4

I have a lot of files(about 160 000) and I need to have information about position of individual words in files(fulltext). So I used Dictionary like this:

WordDict : TDictionary<string, TDictionary<string, TIntegerDynArray>>;

Now I know that WORD1 is in FILE1,FILE3 and FILE100 and positions in each file <1,3,5>,<2,8,35> etc. I can fill it, I can use it - its very fast. But I don't know how effectively store dictionary to file.

EDIT: effectively - I mean quickly and small size of file

user1990191
  • 43
  • 1
  • 4
  • what u mean by "effectively" or "efficiently" ? small file ? fast load of whole file ? fast search for word without loading file ? Currently it looks as most strait-forward approach would be to use TMemIniFile. – Arioch 'The Jan 18 '13 at 11:37
  • Use a JSON emitter to dump it, and a JSON parser to load it – David Heffernan Jan 18 '13 at 11:37
  • `TIntegerDynArray` - better use `TArray` since u anyway use generics. See http://stackoverflow.com/questions/11029353 http://stackoverflow.com/questions/14383093 – Arioch 'The Jan 18 '13 at 11:40
  • @David does SuperObject or mORMot's JSON work "out of the box" with generics ? especially creating objects when loading ? And using DBX JSON would hardly be fastest and bug-free – Arioch 'The Jan 18 '13 at 11:42
  • I'd also archived text storage with DiUCL or ZIP (do not if there is PPMd implementation for Delphi and reliyng on 7z wrappers would be overkill) to make it load faster and size less. The most redundancy would come from repeating file names, and archiving should deal with it fine, like it does for OpenOffice and MS-Office 2007+. Zip would also check file for corruption when unpacking. – Arioch 'The Jan 18 '13 at 11:47
  • 2
    Anpother approach would be using embedded SQL like NexusDB or SQLite - that would remove aforementioned redundancy by normalization yet would introduce their own overhead. – Arioch 'The Jan 18 '13 at 11:48

1 Answers1

13

You can use the streaming system of Delphi to write a proprietary stream format.
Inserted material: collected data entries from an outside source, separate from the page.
PR #127, opened 2015-11-18
Connects to AgileVentures/MetPlus_tracker#11

patmbolger:
- Added agency_admin controller and functional tests for that controller
- Added "Admin" button to main menu if signed_in user is Agency Admin
- Implemented initial "main admin" page
- Added methods to determine 1) agency, 2) agency admin and 3) agency manager from sign in user (if user is an AgencyPerson)
- Added a constant (ROLE) to AgencyRole and CompanyRole.  This specifies the exact strings to be used for the various roles.
- Changed code to reflect use of these constants (factories, unit tests, seeds.db, etc.)
- Added 'fax' and 'description' attributes to Agency
- Added initial cucumber scenarios for agency admin features (log in, go to main admin page)

### DIFF
--- a/Gemfile
+++ b/Gemfile
@@ -64,6 +64,8 @@ group :development, :test do
 
   # Spring speeds up development by keeping your application running in the background. Read more: https://github.com/rails/spring
   gem 'spring'
+  
+  gem 'launchy'
 end
 
 group :test do
@@ -73,6 +75,7 @@ group :test do
   gem 'email_spec'
   gem 'poltergeist'
   gem "codeclimate-test-reporter"
+  gem 'selenium-webdriver'
 end
 
 group :production do
--- a/Gemfile
+++ b/Gemfile
@@ -29,10 +29,11 @@ end
 # Use ActiveModel has_secure_password
 gem 'bcrypt', '~> 3.1.7'
 
-
 gem 'devise'
 
 gem 'figaro'
+
+gem 'cancancan', '~> 1.10'
 
 
 # Use Unicorn as the app server
--- a/Gemfile
+++ b/Gemfile
@@ -75,7 +75,6 @@ group :test do
   gem 'email_spec'
   gem 'poltergeist'
   gem "codeclimate-test-reporter"
-  gem 'selenium-webdriver'
 end
 
 group :production do
--- a/Gemfile
+++ b/Gemfile
@@ -65,7 +65,6 @@ group :development, :test do
   # Spring speeds up development by keeping your application running in the background. Read more: https://github.com/rails/spring
   gem 'spring'
   
-  gem 'launchy'
 end
 
 group :test do
@@ -74,7 +73,9 @@ group :test do
   gem 'shoulda-matchers', git: 'https://github.com/thoughtbot/shoulda-matchers', require: false
   gem 'email_spec'
   gem 'poltergeist'
-  gem "codeclimate-test-reporter"
+  gem 'codeclimate-test-reporter'
+  gem 'launchy'
+  gem 'selenium-webdriver' # Enables running cuke tests with browser (see env.rb)
 end
 
 group :production do
--- a/app/helpers/agency_admin_helper.rb
+++ b/app/helpers/agency_admin_helper.rb
@@ -1,10 +1,7 @@
 module AgencyAdminHelper
-  def current_user_agency_admin
+  def current_user_agency_admin?
     return false unless user_signed_in?
     return false unless ((person = current_user.actable).is_a? AgencyPerson)
-    person.agency_roles.each do |ar|
-      return true if ar.role == AgencyRole::ROLE[:AA]
-    end
-    false
+    person.agency_roles.pluck(:role).include? AgencyRole::ROLE[:AA]
   end
 end
--- a/app/helpers/agency_admin_helper.rb
+++ b/app/helpers/agency_admin_helper.rb
@@ -1,0 +1,10 @@
+module AgencyAdminHelper
+  def current_user_agency_admin
+    return false unless user_signed_in?
+    return false unless ((person = current_user.actable).is_a? AgencyPerson)
+    person.agency_roles.each do |ar|
+      return true if ar.role == AgencyRole::ROLE[:AA]
+    end
+    false
+  end
+end
--- a/app/models/agency.rb
+++ b/app/models/agency.rb
@@ -21,6 +21,9 @@ class Agency < ActiveRecord::Base
   end
   
   def self.this_agency(logged_in_user)
+    raise RunTimeError, 'Logged in user in not an agency person' unless
+            logged_in_user.actable.is_a? AgencyPerson
+            
     @@this_agency = @@this_agency || 
           Agency.find(logged_in_user.actable.agency_id)
   end
--- a/app/models/agency.rb
+++ b/app/models/agency.rb
@@ -12,25 +12,25 @@ class Agency < ActiveRecord::Base
   validates :fax, :phone => true
   
   @@agency_admin = nil
-  @@agency_manager = nil
   @@this_agency = nil
-    
+  
+  # For the following methods, 'logged_in_user' can be either an
+  # AgencyPerson object, or the User object associated with an AgencyPerson
+  # In either case, this object needs to represent:
+  #   an AgencyPerson object (directly or via user.actable), and,
+  #   that person must be logged in
+  
   def self.agency_admin(logged_in_user)
     @@agency_admin = @@agency_admin || 
           find_user_with_role(logged_in_user, :AA)
   end
   
   def self.this_agency(logged_in_user)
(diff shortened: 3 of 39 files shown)


app/models/agency_role.rb
```diff
@@ -1,6 +1,14 @@
 class AgencyRole < ActiveRecord::Base
-  has_and_belongs_to_many :agency_people
+  has_and_belongs_to_many :agency_people,
+                          join_table: 'agency_people_roles'
   validates_presence_of :role
   validates_length_of   :role, maximum: 40
+  
+  ROLE = {JD: 'Job Developer',
+          CM: 'Case Manager',
+          AM: 'Agency Manager',
```
joaopapereira: What is the difference between agency manager and admin?

app/models/agency.rb
```diff
@@ -9,4 +9,49 @@ class Agency < ActiveRecord::Base
   validates :phone, :phone => true
   validates :email, :email => true
   validates :website, :website => true
+  validates :fax, :phone => true
+  
+  @@agency_admin = nil
```
joaopapereira: After reviewing this piece of code it looks like a huge compromise in terms of architecture just to allow us to display the administrator name in the admin area.
Do we have a requirement to display the manager name?
Create a Singleton with a 1 to 1 relation between agencies and admins solve our problem. Like a hash agency as the key and user as the value? This way we will not compromise the architecture.
If we have 2 managers we do not display any name in the page? Is this a requirement?
The difference between JD,CM and the manager role is the ability to add users, change images on the website. Does it make sense to have more then 1?
These are some of the questions the I have on this post of the implementation

app/helpers/agency_admin_helper.rb
```diff
@@ -0,0 +1,10 @@
+module AgencyAdminHelper
+  def current_user_agency_admin
```
joaopapereira: I would rename this function to current_use_agency_admin? To be more explicit that it is a Boolean return that we expect

config/routes.rb
```diff
@@ -20,6 +22,8 @@
 
   # You can have the root of your site routed with "root"
   root 'main#index'
+  
+  get 'agency_admin/home'
```
joaopapereira: This line is duplicated

config/routes.rb
```diff
@@ -1,6 +1,8 @@
 Rails.application.routes.draw do
 
 
+  get 'agency_admin/home'
```
joaopapereira: Maybe we can organize the admin part as stated in this routing guide http://guides.rubyonrails.org/routing.html#controller-namespaces-and-routing

features/agency_admin.feature
```diff
@@ -0,0 +1,43 @@
...
+  | MetPlus | Detroit | 456 Sullivan Street | 48204   |
+  | MetPlus | Detroit | 3 Auto Drive        | 48206   |
+
+Scenario: login as agency admin
+  Given I am on the home page
+  And I login as "aa@metplus.org" with password "qwerty123"
+  Then I should see "Signed in successfully."
+  And I should see "Admin"
+  
+Scenario: go to main admin page
```
joaopapereira: Maybe we should have negative scenarios as well to make sure unauthorized people do not see the admin button

spec/controllers/agency_admin_controller_spec.rb
```diff
@@ -0,0 +1,76 @@
...
+      sign_in @agency_admin
+      expect(Agency.agency_admin(@agency_admin)).to eq @agency_admin
+    end
+    it 'agency admin - from job developer' do
+      sign_in @job_developer
+      expect(Agency.agency_admin(@job_developer)).to eq @agency_admin
+    end
+  end
+
+end
```
joaopapereira: Missing tests for case manager?

spec/controllers/agency_admin_controller_spec.rb
```diff
@@ -0,0 +1,76 @@
...
+      @agency_admin.save!
+      
+      @job_developer = FactoryGirl.build(:agency_person, agency: @agency)
+      @job_developer.agency_roles << @job_developer_role
+      @job_developer.save!
+    end
+    
+    it 'this agency - from agency manager' do
+      sign_in @agency_manager
+      expect(Agency.this_agency(@agency_manager)).to eq @agency
```
joaopapereira: Shouldn't these tests use the function current_user instead of @.....?
Because the test is just checking that the function this_agency is correctly implemented and not testing anything in the controller itself.

Gemfile
```diff
@@ -64,6 +64,8 @@ group :development, :test do
 
   # Spring speeds up development by keeping your application running in the background. Read more: https://github.com/rails/spring
   gem 'spring'
+  
+  gem 'launchy'
```
joaopapereira: Will we need this gem in the app?

joaopapereira:
Nice job tackling this huge requirement I see a lot of good stuff on it.
Please review my comments. We can talk tomorrow if you have any doubt

app/models/agency_role.rb
patmbolger: The AM is the person in charge of the agency.  The AA manages the PETS system using capabilities available only to that role.  Of course, these roles could be assigned to the same person.

As an example scenario, the AM makes a business decision to hire a JD.  The AM directs the AA to register the new JD in PETS.  At that point, the systems sends an email to the JD notifying him/her of the registration.  (at this point, the JD may have to click a link in the email to confirm the registration).

app/helpers/agency_admin_helper.rb
patmbolger: agreed

Gemfile
patmbolger: We don't need it in production.  In fact, we only need it in test - I will move it there.

app/models/agency_role.rb
joaopapereira: My question at this moment is. Do we really want to add one more level of complexity in this?
Because have 2 different types of users accessing the administration will make the administration area more complex.
Maybe for now we can go forward with this, but if we see that having these 2 roles will make our cancancan configuration much more complicated and the administration page itself, I would advise against the usage of these 2 roles in the first release. We can always implement the AA in a second take

spec/controllers/agency_admin_controller_spec.rb
patmbolger: That might be good to do, but right now 'current_user' is not within the scope of the spec tests.  Will have to come back to this later.

app/models/agency_role.rb
patmbolger: OK, I like simpler until and if we need to get more complex.  I will consolidate admin and manager functions into just an AM role.

spec/controllers/agency_admin_controller_spec.rb
joaopapereira: If current user is not in scope of these tests what part of the controller is being tested here?

features/support/env.rb
```diff
@@ -79,7 +79,7 @@
     #debug:       true
     )
   end
-  Capybara.default_driver    = :poltergeist
+  # Capybara.default_driver    = :poltergeist
   Capybara.javascript_driver = :poltergeist
 end
```
patmbolger: I was getting a failure on one of my scenarios when running under Poltergeist.  That scenario (and all others) worked fine in live app as well as in a browser test (driven by selenium).  

João - I think you should move us to a different web driver, as you had talked about yesterday.  This is an area where a little experience will make that transition much more efficient and less risky.

spec/controllers/agency_admin_controller_spec.rb
patmbolger: My point is that 'current_user' does not seem to be available in the spec test, but I think it *should* be.  I may need some help to get that to work.

joaopapereira:
This commit is quite big, we need to try to resolve smaller tickets in the future, because it is hard to review all the code.
Looks good, just need to rebase and I will merge it

app/models/user.rb
```diff
@@ -15,50 +15,27 @@ def self.is_job_seeker?(user)
...
       return false unless user.actable_type == "CompanyPerson"
-      person = CompanyPerson.find user.actable_id 
-      person.company_roles.each do |ca|
-       return true if ca.role == "Company Admin" 
-       end
+      user.actable.company_roles.pluck(:role).include? CompanyRole::ROLE[:EA]
     end
     
-    def self.is_employee?(user)
+    def self.is_company_contact?(user)
```
joaopapereira: Company contact?

patmbolger: see the description of employer roles here: http://www.agileventures.org/projects/metplus/documents/system-behavior ("A word about employer roles").  

I am proposing two roles.  I am calling them company roles internally (consistent with Company model naming), but externally (with client) referring to them as employer roles.

In the future we will probably add additional roles for Company people, I imagine.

If size matters (contrary to speed) you can zip the stream. Here is some code:

type
  TFilePos = TArray<Integer>;
  TFileDict = TDictionary<string, TFilePos>;
  TWordDict = class (TDictionary<string, TFileDict>)
  private
    procedure LoadFromStream(stream: TStream);
    procedure SaveToStream(stream: TStream);
  public
    procedure LoadFromZip(const AFileName: string);
    procedure LoadFromFile(const AFileName: string);
    procedure SaveToZip(const AFileName: string);
    procedure SaveToFile(const AFileName: string);
  end;

procedure TWordDict.LoadFromZip(const AFileName: string);
var
  stream: TStream;
  localHeader: TZipHeader;
  zipFile: TZipFile;
begin
  zipFile := TZipFile.Create;
  try
    zipFIle.Open(AFIleName, zmRead);
    zipFile.Read('worddict', stream, localHeader);
    try
      LoadFromStream(stream);
    finally
      stream.Free;
    end;
    zipFile.Close;
  finally
    zipFile.Free;
  end;
end;

procedure TWordDict.SaveToZip(const AFileName: string);
var
  stream: TStream;
  zipFile: TZipFile;
begin
  stream := TMemoryStream.Create;
  try
    SaveToStream(stream);
    stream.Position := 0;
    zipFile := TZipFile.Create;
    try
      zipFile.Open(AFileName, zmWrite);
      zipFile.Add(stream, 'worddict');
      zipFile.Close;
    finally
      zipFile.Free;
    end;
  finally
    stream.Free;
  end;
end;

procedure TWordDict.SaveToStream(stream: TStream);
var
  posi: System.Generics.Collections.TPair<string, TFilePos>;
  i: Integer;
  pair: System.Generics.Collections.TPair<string, TFileDict>;
  writer: TWriter;
begin
  writer := TWriter.Create(stream, 4096);
  try
    writer.WriteListBegin;
    for pair in Self do
    begin
      writer.WriteString(pair.Key);
      writer.WriteListBegin;
      for posi in pair.Value do
      begin
        writer.WriteString(posi.Key);
        writer.WriteInteger(Length(posi.Value));
        for i in posi.Value do
        begin
          writer.WriteInteger(i);
        end;
      end;
      writer.WriteListEnd;
    end;
    writer.WriteListEnd;
  finally
    writer.Free;
  end;
end;

procedure TWordDict.LoadFromStream(stream: TStream);
var
  sFiles: TFileDict;
  aPosi: TFilePos;
  size: Integer;
  i: Integer;
  sWord: string;
  reader: TReader;
  sFile: string;
begin
  Clear;
  reader := TReader.Create(stream, 1024);
  try
    reader.ReadListBegin;
    while not reader.EndOfList do
    begin
      sWord := reader.ReadString;
      sFiles := TFileDict.Create;
      reader.ReadListBegin;
      while not reader.EndOfList do
      begin
        sFile := reader.ReadString;
        size := reader.ReadInteger;
        SetLength(aPosi, size);
        for I := 0 to size - 1 do
        begin
          aPosi[I] := reader.ReadInteger;
        end;
        sFiles.Add(sFile, Copy(aPosi));
      end;
      reader.ReadListEnd;
      Add(sWord, sFiles);
    end;
    reader.ReadListEnd;
  finally
    reader.Free;
  end;
end;

procedure TWordDict.LoadFromFile(const AFileName: string);
var
  stream: TStream;
begin
  stream := TFileStream.Create(AFileName, fmOpenRead);
  try
    LoadFromStream(stream);
  finally
    stream.Free;
  end;
end;

procedure TWordDict.SaveToFile(const AFileName: string);
var
  stream: TStream;
begin
  stream := TFileStream.Create(AFileName, fmCreate);
  try
    SaveToStream(stream);
  finally
    stream.Free;
  end;
end;
Uwe Raabe
  • 45,288
  • 3
  • 82
  • 130